In November 2019 installation of piers at Rusanivski Sady and Podil has begun, in December assembly of the bridge at the left bank and preparation for metro tunnel construction started. In January 2020 the assembly of the exit to Podil began using Mammoet equipment, also a part of Kuznia na Rybalskomu territory was cleared. 17 January the first batch of tension cables from Germany has arrived to construction site. In February a construction over the Rusanivske lake has begun, also the house demolition resumed to make a mound for the road and metro tunnel underneath it.

The Podil exit construction started 11 February.
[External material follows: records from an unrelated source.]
PR #1018, opened 2023-11-07
feat: update lander modal's onClose to sends postMessage in iFrame

perco12:
## Description

As a merchant. when I click esc on the lander , it sends a onClose postMessage to the parent window


src/components/modal/v2/lib/zoid-polyfill.js
```diff
@@ -83,6 +83,20 @@ const setupBrowser = props => {
             });
         },
         onClose: ({ linkName }) => {
+            function getParentOrigin(url) {
+                if (!url) return window.location.origin;
```
Seavenly: We would only need to send a `postMessage` if we're in an IFrame right? So if there's no `document.referrer` value then we know we're running as a full webpage and can just skip sending the `postMessage`

src/components/modal/v2/lib/zoid-polyfill.js
```diff
@@ -83,6 +83,20 @@ const setupBrowser = props => {
...
+
+                const domain = url.indexOf('/', url.indexOf('//') + 2);
+
+                if (domain > -1) {
+                    return url.slice(0, domain);
+                }
+                return url;
+            }
+
+            const targetOrigin = getParentOrigin(document.referrer);
```
Seavenly: Did we consider leveraging the `URL` class to reduce the need for our own logic?
``` js
const targetOrigin = new URL(document.referrer).origin;
```

src/components/modal/v2/lib/zoid-polyfill.js
```diff
@@ -83,6 +83,20 @@ const setupBrowser = props => {
...
+            window.parent.postMessage('paypal-messages-modal-close', targetOrigin);
```
Seavenly: If this call is optional based on whether or not we're inside an IFrame, would it make sense to wrap this in something like
``` js
if (window.parent !== window && document.referrer) {
    const targetOrigin = new URL(document.referrer).origin;
    window.parent.postMessage('paypal-messages-modal-close', targetOrigin);
}
```

tests/unit/spec/src/components/modal/v2/lib/zoid-polyfill.test.js
```diff
@@ -151,6 +151,19 @@ describe('zoidPollyfill', () => {
             })
         );
         logger.track.mockClear();
+
+        window.xprops.onClose({ linkName: 'Escape Key' });
+
+        expect(logger.track).toHaveBeenCalledTimes(1);
```
Seavenly: Can we also include an `expect` assertion for the `window.parent.postMessage` call that we're making?

tests/unit/spec/src/components/modal/v2/lib/zoid-polyfill.test.js
```diff
@@ -1,5 +1,6 @@
 import zoidPolyfill from 'src/components/modal/v2/lib/zoid-polyfill';
 import { logger } from 'src/utils';
+import { isIframe } from '../../../../../../../../src/components/modal/v2/lib/utils';
```
grablack: We can cut this down to 'src/components/modal/v2/lib/utils'. Same for the jest.mock path

tests/unit/spec/src/components/modal/v2/lib/zoid-polyfill.test.js
```diff
@@ -151,6 +155,49 @@ describe('zoidPollyfill', () => {
             })
         );
         logger.track.mockClear();
+
```
grablack: Can you add some comments to group the new test you added? This test file is pretty unwieldy because we have everything in 3 test functions. Hopefully comments will help

grablack (approved):

PR #1028, opened 2023-12-07
feat: update modal v4Design

surekhaw:
## Description
update v4 modal design

## Screenshots
TBD

## Testing instructions
TBD

### DIFF
--- a/src/components/modal/v2/styles/globals/_colors.scss
+++ b/src/components/modal/v2/styles/globals/_colors.scss
@@ -12,8 +12,6 @@ $offer-border-gray: #c6c6c6;
 $beige: #faf8f5;
 // Lander background
 $lander-beige: #e6e0d9;
-// v4.0 lander background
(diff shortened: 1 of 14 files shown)


src/components/modal/v2/styles/globals/_colors.scss
```diff
@@ -12,6 +12,8 @@ $offer-border-gray: #c6c6c6;
 $beige: #faf8f5;
 // Lander background
 $lander-beige: #e6e0d9;
+// v4.0 lander background
+$v4-lander-beige: #f6f6f6;
```
yeul: Since we use the `lander-` and non `lander-` styles separately, let's do the same here. So for anywhere we use `$lander-beige` we can create a new color called `$v4-lander-gray` or something like that since the color appears more gray than beige this time around. And then we can create a new color under `$beige` and call it `$v4-gray` for areas where we are using `$beige`.

PR #1058, opened 2024-03-08
fix: setup global state from script in modal setup

Seavenly:
## Description

- Modal setup will now setup global state similar to the message to account for script attributes such as `data-pp-namespace`

## Screenshots

N/A

## Testing instructions

- Use `data-pp-attribute` to confirm that it respects the value by placing the standalone modal on `window.<namespace>`
- Confirm that a value of `paypal` does not cause adverse affects


danzhaaspaypal (approved):

src/library/controllers/message/setup.js
```diff
@@ -23,25 +19,12 @@ export default function setup() {
...
-            ...inlineScriptOptions
-        });
-    }
+    setupGlobalState();
 
     const { namespace } = getGlobalState().config;
 
     // Allow specified global namespace override
-    if (namespace) {
+    if (namespace && namespace !== 'paypal') {
```
danzhaaspaypal: should we consider using `getDefaultNamespace` instead of writing out this remotely set constant value?

src/library/controllers/modal/setup.js
```diff
@@ -13,10 +14,12 @@ export default function setup() {
     // Load the zoid components into memory so that the zoid interface can bootstrap between parent and child
     getModalComponent();
 
+    setupGlobalState();
+
     const { namespace } = getGlobalState().config;
 
     // Allow specified global namespace override
-    if (namespace) {
+    if (namespace && namespace !== 'paypal') {
```
danzhaaspaypal: same as above

tests/unit/spec/src/controllers/message/setup.test.js
```diff
@@ -62,7 +63,7 @@ describe('message setup', () => {
     test('Renames the global namespace', () => {
         const removeMockScript = insertMockScript({ account: 'DEV00000000NI', namespace: 'paypal2' });
 
-        expect(window.paypal).toEqual(expect.any(Object));
+        expect(window.paypal).toBeUndefined();
```
danzhaaspaypal, line 66: shouldn't we be checking `window.paypal2` since the namespace was set to `paypal2` on line 64?

danzhaaspaypal (approved):

PR #1065, opened 2024-03-20
feat: improve ql xo ax

surekhaw:
## Description

update screenreader text for ql xo modals

## Testing instructions
N/A


content/offers/US/v2_long-term_checkout.json
```diff
@@ -0,0 +1,43 @@
+{
```
yeul, line 1: If I'm looking at this right, it looks like you copied the content from the content repo into this file. This is likely what is causing the CI to fail on the PM XO modal because how we handle variables is different between our devServerProxy and actual live content and in our proxy config we're pointing to this file instead of `v2_long_term.json`. You'll want to replace the entire `meta` object with what's in `v2_long_term.json` here: https://github.com/paypal/paypal-messaging-components/blob/8240d03237dc159a74979805df11c4fde4fe9c15/content/offers/US/v2_long_term.json#L2-L29

tests/functional/v2/testFn/longTerm.js
```diff
@@ -46,7 +46,7 @@ export const showCorrectOfferInfo = async (contentWindow, modalContent, testName
     await contentWindow.waitForSelector(contentWrapper);
     await contentWindow.waitForSelector(`${offerRow}:first-child`);
     const offerFieldHeadline = await contentWindow.$eval(offerRow, element => element.innerText);
-    const newOfferFieldHeadline = offerFieldHeadline.replace('month.', '').replace(/\n/g, '');
+    const newOfferFieldHeadline = offerFieldHeadline.replace('per month', '').replace(/\n/g, '');
```
yeul:
```suggestion
    const newOfferFieldHeadline = offerFieldHeadline.replace('month.', '').replace('per month', '').replace(/\n/g, '');
```
Small update again for all instances of this regex in the file. I forgot that because different accounts use this same test file we have to account for both cases of the content (checkout and non-checkout).

yeul (approved):

PR #1078, opened 2024-04-23
feat: add button session id to modals

paypal-rosman:
## Description
add button session id to modals


src/utils/logger.js
```diff
@@ -27,8 +27,7 @@ function generateLogPayload(account, { meta, events: bizEvents, tracking }) {
     const components = Object.entries(meta)
         .filter(([, component]) => component.account === account)
         .map(([index, component]) => {
-            const { type, messageRequestId, stats = {}, trackingDetails } = component;
-
+            const { type, buttonSessionId = undefined, messageRequestId, stats = {}, trackingDetails } = component;
```
Seavenly: Do we need `= undefined`? That should already be the case when destructuring from an object.

paypal-rosman: fixed it, i thought attempting destructuring a variable that is undefined would cause a failure. I added a comment just in case

danzhaaspaypal (approved):

PR #1087, opened 2024-05-09
fix: update API domain

JordanClemons:
## Description

- Fix API domain to not include CORS

### DIFF
--- a/src/utils/sdk.js
+++ b/src/utils/sdk.js
@@ -237,6 +237,8 @@ export function getPayPalAPIDomain() {
         }
     }
 
+    // Not using `getPayPalAPIDomain` function call here because it outputs 'cors.api.paypal.com'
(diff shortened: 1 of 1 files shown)


src/utils/sdk.js
```diff
@@ -239,7 +238,10 @@ export function getPayPalAPIDomain() {
     }
 
     if (__MESSAGES__.__TARGET__ === 'SDK') {
-        return getSDKPayPalAPIDomain();
+        if (getEnv() === 'sandbox') {
```
gillycheesesteak, line 243: Can we add a comment here about why we don't use the getPayPalAPIDomain function?

JordanClemons: Added

gillycheesesteak (approved):

JustinDoan:
LGTM

PR #1097, opened 2024-05-21
refactor: Update Calculator to show error when below/above threshold is met

perco12:
## Description

Update the calculator to not show the amounts if below/above error threshold is met.


yeul (approved):

src/components/modal/v2/parts/Calculator.jsx
```diff
@@ -218,7 +218,7 @@ const Calculator = ({ setExpandedState, calculator, aprDisclaimer, useV4Design,
                     />
                 </div>
             ) : null}
-            {country === 'US' && (
+            {country === 'US' && !error && (
```
yeul:
```suggestion
            {country === 'US' && (
```
I just realized that the check you added here removed the disclaimer under the error message and we always want that to show up regardless so we'll want to revert the change.

PR #1115, opened 2024-08-14
feat: playwright accessibility test for messages and modals

perco12:


perco12:
closing as didnt pull in latest so showing more commits then needed

PR #183, opened 2019-02-18
Bugfix for pick server / database dialog

Herdo:
Adding a new connection via the 'Add...' wouldn't display anything in the ComboBox after adding a new conneciton. There would be an entry, but without any text. Those entries were however displayed correctly when opening the dialog again.

This fix resolves the issue, by keeping the display name throughout the layers.


ErikEJ:
Perfect, spotted that myself recently, but forgot to file an issue

Issue #206, opened 2019-04-21
Pre-select database project when reverse engineering


Herdo:
When a solution contains a database project (*.sqlproj), and there's no database connection currently registered, the database project should be pre-selected as default.

### Further technical details
- If there's a database test project (file name to lower contains "test"), this shall not be pre-selected.
- If there's no database project, but only DACPAC files, those should neither be selected.

PR #207, opened 2019-04-21
Pre-select database project if no database connection is available

Herdo:
Implementation for #206

### DIFF
--- a/src/GUI/EFCorePowerTools/ViewModels/PickServerDatabaseViewModel.cs
+++ b/src/GUI/EFCorePowerTools/ViewModels/PickServerDatabaseViewModel.cs
@@ -123,18 +123,7 @@
 
         private DatabaseDefinitionModel PreSelectDatabaseDefinition()
         {
-            var subset = DatabaseDefinitions.Where(m =>
-                                             {
-                                                 if (string.IsNullOrWhiteSpace(m.FilePath)
-                                                  || !m.FilePath.EndsWith(".sqlproj"))
-                                                 {
-                                                     return false;
-                                                 }
-
-                                                 var fileName = Path.GetFileNameWithoutExtension(m.FilePath).ToLower();
-                                                 return !fileName.StartsWith("test")
-                                                     && !fileName.EndsWith("test");
-                                             })
+            var subset = DatabaseDefinitions.Where(m => !string.IsNullOrWhiteSpace(m.FilePath) && m.FilePath.EndsWith(".sqlproj"))
                                             .ToArray();
             return subset.Any()
                        ? subset.OrderBy(m => Path.GetFileNameWithoutExtension(m.FilePath)).First()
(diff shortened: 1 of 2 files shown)


src/GUI/EFCorePowerTools/ViewModels/PickServerDatabaseViewModel.cs
```diff
@@ -109,5 +120,24 @@ private void Cancel_Executed()
...
+            var subset = DatabaseDefinitions.Where(m =>
+                                             {
+                                                 if (!m.FilePath.EndsWith(".sqlproj"))
+                                                 {
+                                                     return false;
+                                                 }
+
+                                                 var fileName = Path.GetFileNameWithoutExtension(m.FilePath).ToLower();
+                                                 return !fileName.StartsWith("test")
+                                                     && !fileName.EndsWith("test");
```
ErikEJ: This seems brittle?

src/GUI/EFCorePowerTools/ViewModels/PickServerDatabaseViewModel.cs
```diff
@@ -109,5 +120,24 @@ private void Cancel_Executed()
             SelectedDatabaseDefinition = null;
             CloseRequested?.Invoke(this, new CloseRequestedEventArgs(false));
         }
+
+        private DatabaseDefinitionModel PreSelectDatabaseDefinition()
```
ErikEJ: Possible to add a test?

Herdo: Will do.

src/GUI/EFCorePowerTools/ViewModels/PickServerDatabaseViewModel.cs
Herdo: To what extend?
There's no better way to find "test" projects, rather than by naming convention. 🤔

ErikEJ: Are these test database projects? (sqlproj) ?

ErikEJ: I think this must be removed, there is only .sqlproj

Herdo: As said, it's by naming convention, not by project type or file extension.

e.g. you have these two database projects:

- BookingDatabase.sqlproj
- BookingDatabase.Test.sqlproj

`BookingDatabase.sqlproj` is the primary database project, defining the schema.
`BookingDatabase.Test.sqlproj` references `BookingDatabase.sqlproj`, and is used for test-deployments (e.g. builds) of the main project, seeding data, etc etc.

That's what the filter is for. And it doesn't filter the available projects in the dropdown, it just filters for the pre-selection. So if you have those two projects from the example in your solution, it'll pre-select the primary database project, rather than a project that doesn't define any objects in itself.

ErikEJ: I still think this is too localized and not a standard convention.

Issue #197, opened 2019-03-28
Reverse Engineer - Ability to have seperate folders for DataContext and Models in same project


Moorepheus:
Would be nice to have separate inputs for the Data Context and Model path.

Moorepheus:
Would be nice to have separate entries for the DataContext and Model path.

ErikEJ:
You can run the code gen twice, and then specify the folder/project for each run (and select to only generate Models or DbContext)

ErikEJ:
Ping? Are you unblocked?

Moorepheus:
Sorry, was out of the office. Yes, I understand you can run it twice, but that is an extra step that can be avoided.  Also, too many mistakes can be done having to run it twice.  Thanks for the help anyway.

ErikEJ:
Reopening to enable upvotes

tyrinj1120:
This would be a really nice feature. I was actually looking around the ui for it. Great tools Erik.

ErikEJ:
@tyrinj1120 You can do this today by running the process twice, did you try that?

Moorepheus:
> @tyrinj1120 You can do this today by running the process twice, did you try that?

Yes, but this leaves the door wide open for mistakes.  While I can do this all in one command line, this tool saves on having to type it out what I want to do, and if the ability was to have this feature in this product would also make it more efficient.

ErikEJ:
@Moorepheus So you would like to text boxes on the form, by default same path in both?

Moorepheus:
Yes, one text box for the Data Context Path and one text box for the Models path. They could be the same or different, depending on what the user wants to do. In our case, they are different. , This would make it more flexible then having to run it twice just because we want different paths for the Data Context and the Models.

ErikEJ:
>> , by default same path in both?

Thansk, this was a question about the initial values!

Moorepheus:
I think the initial values could be the same, I don't see how that would be an issue.

jim-paton:
Is there any news on this? Awaiting this feature is currently blocking our adoption of the extension.

ErikEJ:
Why are you blocked? https://github.com/ErikEJ/EFCorePowerTools/issues/197#issuecomment-477608575

jim-paton:
[...]

PR #229, opened 2019-06-22
Add #197 - 2 OutputPath (Models and Context)

Wasseratem:


ErikEJ:
Build failed...

Wasseratem:
Well, I see that, but I can't see why. It is working on my machine and I can't see an reason on the link at "appveyor" (what ever this tool is)

ErikEJ:
You forgot to check in a file, I think:
CSC : error CS2001: Source file 'C:\projects\efcorepowertools\src\GUI\ReverseEngineer20\ReverseEngineer\OutputPath.cs' could not be found. [C:\projects\efcorepowertools\src\GUI\ReverseEngineer20\ReverseEngineer20.csproj]

Also, (re missing design discussion) - I propose that we stay backwards compatible, and just add a textbox below the current output path, for an optional path for the DbContext. If nothing is entered, just use the old logic, if entered, override the DbContext path.

src/GUI/EFCorePowerTools.Shared/Models/ModelingOptionsModel.cs
```diff
@@ -17,7 +17,8 @@ public class ModelingOptionsModel : INotifyPropertyChanged
         private bool _usePluralizer;
         private bool _useDatabaseNames;
         private string _ns;
-        private string _outputPath;
```
ErikEJ: Keep this to stay backwards compatible, and just add new optional path for DbContext

src/GUI/EFCorePowerTools.sln
```diff
@@ -1,7 +1,7 @@
 ﻿
 Microsoft Visual Studio Solution File, Format Version 12.00
-# Visual Studio 15
-VisualStudioVersion = 15.0.27130.2003
+# Visual Studio Version 16
```
ErikEJ: Revert this

src/GUI/EFCorePowerTools/Extensions/ReverseEngineerOptionsExtensions.cs
```diff
@@ -24,6 +24,10 @@ public static ReverseEngineerOptions TryRead(string optionsPath)
             if (couldRead)
                 return deserialized;
 
+            couldRead = TryRead(optionsPath, out ReverseEngineerOptionsV2 deserializedV2);
```
ErikEJ: Stay backwards compatible

src/GUI/EFCorePowerTools/Handlers/ReverseEngineerHandler.cs
```diff
@@ -183,7 +184,11 @@ public async void ReverseEngineerCodeFirst(Project project)
                     ContextClassName = modelingOptionsResult.Payload.ModelName,
                     DatabaseType = (ReverseEngineer20.DatabaseType)dbInfo.DatabaseType,
                     ProjectPath = projectPath,
-                    OutputPath = modelingOptionsResult.Payload.OutputPath,
+                    OutputPath = new OutputPath()
```
ErikEJ: Just add a single new optioanl property

src/GUI/EFCorePowerTools/Handlers/ReverseEngineerHandler.cs
```diff
@@ -271,6 +276,7 @@ public async void ReverseEngineerCodeFirst(Project project)
                     _package.LogError(revEngResult.EntityWarnings, null);
                 }
                 Telemetry.TrackEvent("PowerTools.ReverseEngineer");
+                throw new Exception("Test");
```
ErikEJ: Remove this line

src/GUI/ReverseEngineer20/EFCoreReverseEngineer.cs
```diff
@@ -125,7 +122,7 @@ public EfCoreReverseEngineerResult GenerateFiles(ReverseEngineerOptions reverseE
                         : reverseEngineerOptions.ConnectionString,
                     reverseEngineerOptions.Tables.Select(m => m.Name).ToArray(),
                     schemas,
-                    @namespace,
+                    modelNamespace,
                     "C#",
                     null,
```
ErikEJ: You can use this for the path to the context!

Wasseratem:
Hi Erik,

you are correct with the throw new Exception and ofc the vs 16 lines,
But what I don't understand is the second variable.
Your argument is that we should stay backwards compatible. With the new version of the configuration I am backwards compatible. I had the idea of "just adding a second variable, like OutputContext" too - but in my opinion you should never be "scared" to rename a variable to have a better understanding for everyone on your code. With "OutputPath" and "OutputPathContext" we may ask ourself sometimes "which is which".

ErikEJ:
The issue is that thousands of users already have saved config.json files with the existing variable name.

Wasseratem:
This isnt an issue.
As I told you, I developed a version of the config to merge this. That is the reason I made OutputPath a Class, Not 2 new strings (and ignore the old one).
When the JSON deserializer will come to that part with OutputPath it can't serialize it, because its a string and he is now awaiting an object.

See here:

`  var couldRead = TryRead(optionsPath, out ReverseEngineerOptions deserialized);
            if (couldRead)
                return deserialized;

            couldRead = TryRead(optionsPath, out ReverseEngineerOptionsV2 deserializedV2);
            if (couldRead)
                return ReverseEngineerOptions.FromV2(deserializedV2);

            couldRead = TryRead(optionsPath, out ReverseEngineerOptionsV1 deserializedV1);
            if (couldRead)
                return ReverseEngineerOptions.FromV1(deserializedV1);`

and

`  OutputPath = new OutputPath()
                {
                    Models = v2.OutputPath,
                    Context = v2.OutputPath,
                },`

This will cause the new OutputPath.Models and OutputPath.Context to the same value as the string OutputPath.
It's completly downgradeable without problems :)

Wasseratem:
Hi Erik,

any update on my argumentation? You want me to build it your way?

src/GUI/ReverseEngineer20/EFCoreReverseEngineer.cs
```diff
@@ -134,30 +131,57 @@ public EfCoreReverseEngineerResult GenerateFiles(ReverseEngineerOptions reverseE
...
+            var @namespace = root;
+            if (!string.IsNullOrEmpty(path))
+            {
+                @namespace += "." + path.Replace(Path.DirectorySeparatorChar, '.').Replace(Path.AltDirectorySeparatorChar, '.');
+            }
+
+            return @namespace;
+        }
+
+        private string PostProcessContext(string contextFile, ReverseEngineerOptions options, string contextNamespace, string modelNamespace)
```
ErikEJ: No need for this, just use the DbContextPath parameter mentioned above

ErikEJ:
I am unsure, but a big fan of as little code and as small changes as possible. My proposal will enable that, I believe. Also, there are other unresolved comments.

Wasseratem:
Well, yes, you made your point clear :) But sadly, that is not what I think what software development should be. At the moment a dev is too scared to have changes in his code, its most likly a sign of a problem with the codebase, e.g. too less tests etc. I think we should never be afraid of making changes that will help us for the rest of our life (or the life of our software, whatever comes first). 
I see that maybe I am not the right contributor for your big project :) Feel free to accept or adopt my changes of course!

ErikEJ:
Thanks for the effort - btw I do not see any additional tests in this PR...

Issue #268, opened 2019-10-06
Remaining EF Core 3.0 rev engineer features


ErikEJ:
Add missing EF Core 2 features:

- [x] Dacpac support
- [x] MySQL support
- [x] Custom renaming support
- [x] Test SQLite
- [x] Visualize keyless tables and views

ErikEJ:
@jespersh Looks like MySQL provider is now RC - should I wait for RTM?

jespersh:
I only just now noticed. 
Looking at https://github.com/PomeloFoundation/Pomelo.EntityFrameworkCore.MySql/milestone/9 then it should be possible to use RC1.

Give me a poke if I should look into upgrading the packages. 
Will upgrading the packages prevent 2.x libraries from working?

ErikEJ:
I will have a look at adding the RC provider. The EF Core 3 scaffolding runs completely out of process, so no conflict.

ErikEJ:
@Herdo Do you have time to help, I need two additional text boxes with labels (below the 3 existing one) on this dialog - just need help with the XAML layout, I can do the viewModel /Databinding myself - TIA!


![efcreveng2](https://user-images.githubusercontent.com/4169187/66412214-63ac3400-e9f5-11e9-8630-176de90746ef.png)

jespersh:
@ErikEJ https://github.com/ErikEJ/EFCorePowerTools/commit/8326d8f2d97d48798904c598c204633baa4c3b3a that's all you had to add? cool! Will look forward to testing.

ErikEJ:
Yes, that's all. EF Core 3.0 reverse engineering is executed by a command line tool!

Herdo:
@ErikEJ What should I use as upstream branch for this?
Want me to put the correct labels there? Whatever those are? 😄

ErikEJ:
@herdo master - just add some dummy labels 😄

ErikEJ:
And thanks :grateful:

Alex-Torres:
What about null-able reference types? Is there a way to update the template engine to decorate class properties with ? if database fields are null?

ErikEJ:
@Alex-Torres This issue is for feature parity with the EF Core 2 scaffolding.

If you have feature suggestions, please crate a new issue, with sample code that demonstrates the changes you are asking for.

Alex-Torres:
[...]

PR #272, opened 2019-10-08
Extended dialog "Generate EF Core Model"

Herdo:
For #268 - here's the result:
extended dialog


ErikEJ:
Wauw!! That was quick!!

Issue #308, opened 2019-11-20
Pluralizer issue


qazq:
I have an original DbContext that generated by EF core power tool (I'm not sure the exact version, maybe is v2.2.12)

One part of my DbContext file is below:
```cs
public virtual DbSet<AndroidOta> AndroidOtas { get; set; }
public virtual DbSet<WorkBarrelAlias> WorkBarrelAliases { get; set; }
```
I added a new table to the SQL Server, so I re-generated the lastest DbContext by EF core power tool v2.3.86.0. 

But the original `AndroidOta` is changed

```cs
public virtual DbSet<AndroidOtum> AndroidOta { get; set; }
```

I set `"UseLegacyPluralizer": true` and generate again, but the `WorkBarrelAlias` is changed.

```cs
public virtual DbSet<WorkBarrelAlia> WorkBarrelAlias { get; set; }
```

`Alias` is a word, but the result is `Alia`. The 's' is removed.

I try to use `efpt.renaming.json` to resolve it, but it does not work.

```json
[
  {
    "UseSchemaName": false,
    "SchemaName": "dbo",
    "Tables": [
      {
        "Name": "work_barrel_alias",
        "NewName": "WorkBarrelAlias"
      }
    ]
  }
]
```

It seems to do nothing when the `Name` equal to `NewName`. If I change the `NewName` to `WorkBarrelAlias2`, the result is

```cs
public virtual DbSet<WorkBarrelAlias2> WorkBarrelAlias2 { get; set; } // WorkBarrelAlias2  should be WorkBarrelAlias2s ?
```
My question is, how can I force using the new table name and the tool generate pluralize variable name. Just like old version

```cs
public virtual DbSet<AndroidOta> AndroidOtas { get; set; }
public virtual DbSet<WorkBarrelAlias> WorkBarrelAliases { get; set; }
```

Thanks a lot.

### Steps to reproduce
Include a complete description that I can redo to reproduce the issue.

### Further technical details
EF Core Power Tools version: 2.3.86.0

Database engine: SQL Server

Visual Studio version: Visual Studio 2017 15.9.5

ErikEJ:
I think it is not currently possible

PR #316, opened 2019-11-26
Enhance customer rename

Hsu-Cheng-Wei:
Hello! This pr can solve this question https://github.com/ErikEJ/EFCorePowerTools/issues/308

I override EntityFrameworkCore RelationalScaffoldingModelFactory.cs to achieve


ErikEJ:
Thanks, that is a lot of code. 

Maybe a better approach would be to allow customization of the pluralizer via a configuration file?

Hsu-Cheng-Wei:
I think another way is modify pluralizer extension by self or wait  EntityFrameworkCore release better function

PR #344, opened 2020-02-02
Move SqlServerDacpacDatabaseModelFactory to its own package

bricelam:
This will enable the following command:

``` sh
dotnet ef dbcontext scaffold ..\MyDatabase\bin\Debug\MyDatabase.dacpac ErikEJ.EntityFrameworkCore.SqlServer.Dacpac
```

I'm not sure the resulting nupkg includes all the right dependencies. I'll test it out and update it when I get a chance.


bricelam:
Well, it runs now but it's not finding any tables. Probably something wrong with my dacpac.

ErikEJ:
I wonder if it related to this LINQ filter: https://github.com/ErikEJ/EFCorePowerTools/blob/master/src/GUI/ReverseEngineer20/ReverseEngineer/SqlServerDacpacDatabaseModelFactory.cs#L56 ?

ErikEJ:
>> but it's not finding any tables. 

@bricelam This is fixed in latest master! https://github.com/ErikEJ/EFCorePowerTools/commit/5ac0582bd78ca72d45c0c77121eae9c58af7f4e0

bricelam:
Works like a charm! I wonder if there's anything we can do about the connection string:
``` csharp
protected override void OnConfiguring(DbContextOptionsBuilder options)
    => options.UseSqlServer("..\\ChinookDatabase\\bin\\Debug\\ChinookDatabase.dacpac");
```

ErikEJ:
Not sure what you mean??

ErikEJ:
Do you mean something like

"DacpacPath=..\folder\database.dacpac" ?

bricelam:
That's the code I get when I execute the command in the description. We'd need a way to let IDatabaseModelFactory implementations alter the scaffolded connection string (probably via an annotation on DatabaseModel) to make it better. Outside the scope of this PR. 🙂

bricelam:
Ideally, I want it to generate something like `Data Source=(local);Initial Catalog=ChinookDatabase` even tough I passed a dacpac to Scaffold-DbContext

bricelam:
Filed https://github.com/dotnet/efcore/issues/19799

ErikEJ:
Just published a package for EF Core 5 preview 6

Later that month, a dismantling of a Podil exit of the Rybalskyi Bridge had started. In March, the piers were finished, and the span assembly began. Also, the assembly of the new heating route next to the bridge started in order to replace the one that used to be on the Rusanivskyi Bridge. In April the assembly of scaffoldings to sandblast the arch began by German company Plettac. During the 23 April inspection Klitschko announced that the asphalt would be laid on the bridge and the spans to Podil will be connected on 1 July.

In April during the preparation for asphalt laying the first noise barriers had been installed. In the end of the month cables of Rybalskyi bridge began to be cut.

On 1 February 2021, Klitschko stated that the bridge would be opened by the summer of 2021. Also in February 2021, Head of the Kyiv Urban Planning Council Vitali Selyk predicted that it would be possible to build the automobile part of the bridge no earlier than the end of the year, provided that the pace of construction would be comparable to that of the six months before the 2020 Kyiv local election, and if work began immediately.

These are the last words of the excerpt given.